WORK REQUEST – Using the listing below, set down each line from the line containing "rodrigok: That was" through the line containing "rodrigok, line 66: I", both ends included, exactly and with nothing added.

[RECORDS FOR PROCESSING — start]

PR #5297, opened 2026-03-25
Issue #5296: Return array in each case of SearchObjects.

### LINKED ISSUE #5296: Unify return value of sub SearchObjects across reference dynamic field drivers

stefanhaerter:
closes #5296


MichaelThumes (approved):
looks sane to me

PR #5299, opened 2026-03-25
Issue #5298: Return if customer user to object id does not exist.

### LINKED ISSUE #5298: Catch nonexistent customer user identifier in reference driver sub SearchObjects

stefanhaerter:
closes #5298


MichaelThumes (approved):
looks like advertised

Issue #5078, opened 2026-01-26
Duplicate CustomerNavigationBar in CustomerTicketMessage.pm on validation error


kuwadigital:
### Environment                                                                                                                                                                                                                                                                
                                                                                                                                                                                                                                                                                 
  - Server OS Distribution: Ubuntu 22.04 LTS                                                                                                                                                                                                                                     
  - OTOBO installation type: Docker                                                                                                                                                                                                                                              
  - Browser: All browsers (Chrome, Firefox, Safari)                                                                                                                                                                                                                              
  - OTOBO version: 11.0.x                                                                                                                                                                                                                                                        
                                                                                                                                                                                                                                                                                 
  ### Expected behavior                                                                                                                                                                                                                                                          
                                                                                                                                                                                                                                                                                 
  When a customer submits the new ticket form (`CustomerTicketMessage`) with validation errors, the customer navigation bar should be displayed only once and the expand button schould work correctly.                                                                                                                       
                                                                                                                                                                                                                                                                                 
  ### Actual behavior                                                                                                                                                                                                                                                            
                                                                                                                                                                                                                                                                                 
  The customer navigation bar is rendered twice on the page when the form submission fails due to validation errors (e.g., missing required fields).                                                                                                                             
                                                                                                                                                                                                                                                                                 
  ### How to reproduce                                                                                                                                                                                                                                                           
                                                                                                                                                                                                                                                                                 
   
  0. In the Agent Interface, deactivate all  Ticket-Fields (Queues, Services ...) and keep only the Subject and RichText                                                                                                                                                                                                                                                                     
  1. Go to the Customer Interface                                                                                                                                                                                                                                                
  2. Click on "New Ticket" (CustomerTicketMessage)                                                                                                                                                                                                                               
  3. Leave required fields empty (e.g., Subject or Body)                                                                                                                                                                                                                         
  4. Click "Submit"                                                                                                                                                                                                                                                              
  5. Observe the page with validation errors                                                                                                                                                                                                                                     
  6. The navigation bar appears twice on the page  (can be find out by analysing in the console of the navigator)
  7. The Navigation is not reacting anymore when we the user try to expand the NavigationBar                                                                                                                                                                                                                              
                                                                                                                                                                                                                                                                                 
  ### Additional information                                                                                                                                                                                                                                                     
                                                                                                                                                                                                                                                                                 
[...]

PR #5271, opened 2026-03-23
Issue #5078: Fixed duplicate CustomerNavigationBar and gray overlay on error

rmfalves:

PR #5302, opened 2026-03-25
Issue #5078: Fixed duplicate CustomerNavigationBar and gray overlay on error

rmfalves:


stefanhaerter (changes requested):
This has rel-11_0 as target, just like #5271. I suggest to change the target to rel-10_1.

rmfalves:
Invalid PR: The target branch is incorrect, it should be `rel-10_0`. Closing.

PR #24276, opened 2022-01-24
Regression: Fix incompatibility of apps http requests

d-gubert:

HTTP GET and HEAD requests made with an empty object as `data` were breaking, as the bridge converted this to the request's body as `'{}'` but meteor's new lib doesn't allow for body content on either of this request methods.

To maintain compatibility, we forced an empty body whenever we have a GET or HEAD request. This was probably the case previously, with the body of requests made with this methods being ignored either before being sent or in the third party server receiving the request

### DIFF
--- a/app/apps/server/bridges/http.ts
+++ b/app/apps/server/bridges/http.ts
@@ -6,6 +6,8 @@ import { IHttpBridgeRequestInfo } from '@rocket.chat/apps-engine/server/bridges'
 import { AppServerOrchestrator } from '../orchestrator';
 import { getUnsafeAgent } from '../../../../server/lib/getUnsafeAgent';
 
+const isGetOrHead = (method: string): boolean => ['GET', 'HEAD'].includes(method.toUpperCase());
+
 export class AppHttpBridge extends HttpBridge {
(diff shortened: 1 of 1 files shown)


app/apps/server/bridges/http.ts
```diff
@@ -6,6 +6,8 @@ import { IHttpBridgeRequestInfo } from '@rocket.chat/apps-engine/server/bridges'
 import { AppServerOrchestrator } from '../orchestrator';
 import { getUnsafeAgent } from '../../../../server/lib/getUnsafeAgent';
 
+const isGetOrHead = (method: string): boolean => ['GET', 'HEAD'].includes(method.toUpperCase());
```
sampaiodiego, line 9: it hurts me deep down in my heart having to upper case `method` every time 🙈

d-gubert: Calling a method every time is bad but creating an array every time doesn't raise any flags? 😛

sampaiodiego: yep.. I agree hence I didn't ask for changes.. I was just expressing my feeling :P

sampaiodiego (approved):

PR #24289, opened 2022-01-25
Regression: Create migration to fix index issue at boot

KevLehman:


sampaiodiego (changes requested):
pls revert b983476602b676015b1d4ed5f094461781df6187

sampaiodiego (approved):

PR #24297, opened 2022-01-26
[IMPROVE] OTR Message

albuquerquefabio:
- Now we are sending OTR messages through streamer without saving them on the database.
- The OTR Key now is updated without ending OTR.
- Old OTR methods were removed.


app/otr/client/rocketchat.otr.js
```diff
@@ -94,7 +96,8 @@ Meteor.startup(function () {
 				}
 				if (data.userId !== Meteor.userId()) {
 					return otrRoom.encryptText(ack).then((ack) => {
-						Meteor.call('updateOTRAck', message._id, ack);
+						message.msg = message.msg !== msg ? msg : message.msg;
```
tassoevan, line 99: This whole `Meteor.startup()` call must be moved to an isolated module under `client/startup` for the sake of standardization.

xxxmadxxx:
Captura de Tela 2022-03-29 às 16 26 01

I'm checking something related to this feature and I notice that when we send a message we're using websockets but also we're sending a HTTP POST, there's any reason for this request?

tassoevan (dismissed):

PR #24305, opened 2022-01-26
[FIX] Prevent Apps Bridge to remove visitor status from room

KevLehman:


tiagoevanp (commented):
Passing through the tests! 😃 
Waiting on @d-gubert review... 🙈

d-gubert:
@KevLehman the `status` property is already accepted in the apps-engine side?

KevLehman:
(I hope I understood the question 😬, but will try)

Yep, they can use the `status` prop, and they can pass it as a param. What was happening is that, some apps trigger a "room update" after doing some initial modifications (like, setting custom fields). The app at that point can update the full room object, even if the update was just a key 👀 . But, the problem was that apps-engine was returning a "smaller" `room.v` prop with just `_id, username, token` even if the `status` was already set (by the default values on omnichannel side).

d-gubert (approved):

PR #24310, opened 2022-01-27
[FIX] Implement client errors on ddp-streamer

sampaiodiego:
## Further comments

Created as draft to discuss about a few things:

- should this PR go through all errors thrown from existing services and change them to use one of the new error types?
- open a discussion regarding the new error type names, currently `MethodError` and `ClientSafeError`


ee/server/services/account/Account.ts
```diff
@@ -56,12 +57,21 @@ const loginViaResume = async (resume: string): Promise<false | ILoginResult> =>
 	}
 
 	const { when } = user.services?.resume?.loginTokens?.find((token) => token.hashedToken === hashedToken) || {};
+	if (!when) {
```
rodrigok, line 60: Are you sure this is the right behavior? I thought tokens without when would never expire (e.g. application tokens)

ee/server/broker.ts
```diff
@@ -288,6 +289,35 @@ const {
...
+
+		if (isClientSafe) {
+			return new ClientSafeError(message, reason, details);
+		}
+
+		return undefined;
+	}
+
+	extractPlainError(err: Error | ClientSafeError): Errors.PlainMoleculerError {
+		console.log('extractPlainError ->', err);
```
rodrigok, line 308:
```suggestion
```

ee/server/services/account/Account.ts
```diff
@@ -56,12 +57,21 @@ const loginViaResume = async (resume: string): Promise<false | ILoginResult> =>
...
+	if (new Date() >= tokenExpires) {
+		throw new ClientSafeError(403, 'Your session has expired. Please log in again.');
+	}
 
 	return {
 		uid: user._id,
 		token: resume,
-		hashedToken,
-		tokenExpires: when ? _tokenExpiration(when) : undefined,
+		hashedToken, // TODO should we return the hashed token? Meteor does not.
```
rodrigok, line 73: Does it affect any other code if not return here? If not we should not return.

ee/server/services/ddp-streamer/Server.ts
```diff
@@ -67,18 +85,34 @@ export class Server extends EventEmitter {
...
 			this.nosub(client, packet, error.toString());
+
+			if (error instanceof ClientSafeError) {
+				return this.nosub(client, packet, error.toJSON());
+			}
+
+			// default errors are logged to the console and redacted from the client
+			logger.error({ msg: 'Subscribe error', error });
+
+			return this.nosub(client, packet, {
```
rodrigok, line 109: Why not pass the error instance and instead of accepting any record to return as error?

ee/server/services/ddp-streamer/Server.ts
```diff
@@ -67,18 +85,34 @@ export class Server extends EventEmitter {
 	async subscribe(client: Client, packet: IPacket): Promise<void> {
 		try {
 			if (!this._subscriptions.has(packet.name)) {
-				throw new Error(`Subscription '${packet.name}' doesn't exist`);
+				// TODO should not be MethorError
```
rodrigok, line 88: Why not?

rodrigok (changes requested):

ee/server/services/account/Account.ts
sampaiodiego: I don't think it affects anything.. as stated, Meteor doesn't return that as well, so our clients definitely don't use it.. just need to make sure we don't use it **before** returning to client.

ee/server/services/ddp-streamer/Server.ts
sampaiodiego: I think the name is misleading.. this is a *subscription* , so using a *MethodError* seems wrong.. 

In my local changes I've removed both error types and kept just a single one called `MeteorError`, to match the `errorType` property.. but I was not sure about that as well.

ee/server/services/account/Account.ts
sampaiodiego: I was not, and you're definitely right.. 👍  I'll revert this change

ee/server/services/ddp-streamer/Server.ts
sampaiodiego: good idea!

ee/server/services/account/Account.ts
rodrigok: That was my question :) if it's used somewhere else here. If not I think we should not return

ee/server/services/ddp-streamer/Server.ts
```diff
@@ -34,24 +38,32 @@ export class Server extends EventEmitter {
...
-			return this.result(client, packet, null, error.toString());
+		} catch (err: unknown) {
+			if (err instanceof MeteorError) {
+				return this.result(client, packet, null, err);
+			}
+
+			// default errors are logged to the console and redacted from the client
+			logger.error({ msg: 'Method call error', err });
+
+			return this.result(client, packet, null, new MeteorError(500, 'Internal server error'));
```
rodrigok, line 66: I think this check should be inside the result function (or in a "send" function called by it), checking if the error is client save to return it or to print and return 500

sampaiodiego: is your goal to remove the duplicated error handling? if that is the case, I can create a helper to do that, so the result would be something like:

```ts
catch (err: unknown) {
  return this.result(client, packet, null, handleInternalException(err));
}
// ...
catch (err: unknown) {
  return this.nosub(client, packet, handleInternalException(err));
}
```

so the logic to either log the error or return would be only into `handleInternalException`

ee/server/broker.ts
```diff
@@ -288,6 +289,30 @@ const {
 	SKIP_PROCESS_EVENT_REGISTRATION = 'true',
 } = process.env;
 
+class CustomRegenerator extends Errors.Regenerator {
+	restoreCustomError(plainError: any): Error | undefined {
+		const { message, reason, details, errorType } = plainError;
+
+		if (errorType === 'Meteor.Error') {
+			return new MeteorError(message, reason, details);
```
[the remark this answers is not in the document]
sampaiodiego: it is a "constant" of the `MeteorError` class, so need to transfer over the wire.. it is restored when a new instance of `MeteorError` is created.

ee/server/services/ddp-streamer/Server.ts
sampaiodiego: went ahead and implemented `handleInternalException`

ee/server/services/account/Account.ts
sampaiodiego: it is used on the logout method.. so I removed the TODO 😉

PR #24311, opened 2022-01-27
Chore: Convert to typescript the slash commands invite files

eduardofcabrera:

Convert to typescript the slash commands invite files


ostjen (approved):
lgtm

[RECORDS FOR PROCESSING — finish]

TASK RESPONSE –
rodrigok: That was my question :) if it's used somewhere else here. If not I think we should not return

ee/server/services/ddp-streamer/Server.ts
```diff
@@ -34,24 +38,32 @@ export class Server extends EventEmitter {
...
-			return this.result(client, packet, null, error.toString());
+		} catch (err: unknown) {
+			if (err instanceof MeteorError) {
+				return this.result(client, packet, null, err);
+			}
+
+			// default errors are logged to the console and redacted from the client
+			logger.error({ msg: 'Method call error', err });
+
+			return this.result(client, packet, null, new MeteorError(500, 'Internal server error'));
```
rodrigok, line 66: I think this check should be inside the result function (or in a "send" function called by it), checking if the error is client save to return it or to print and return 500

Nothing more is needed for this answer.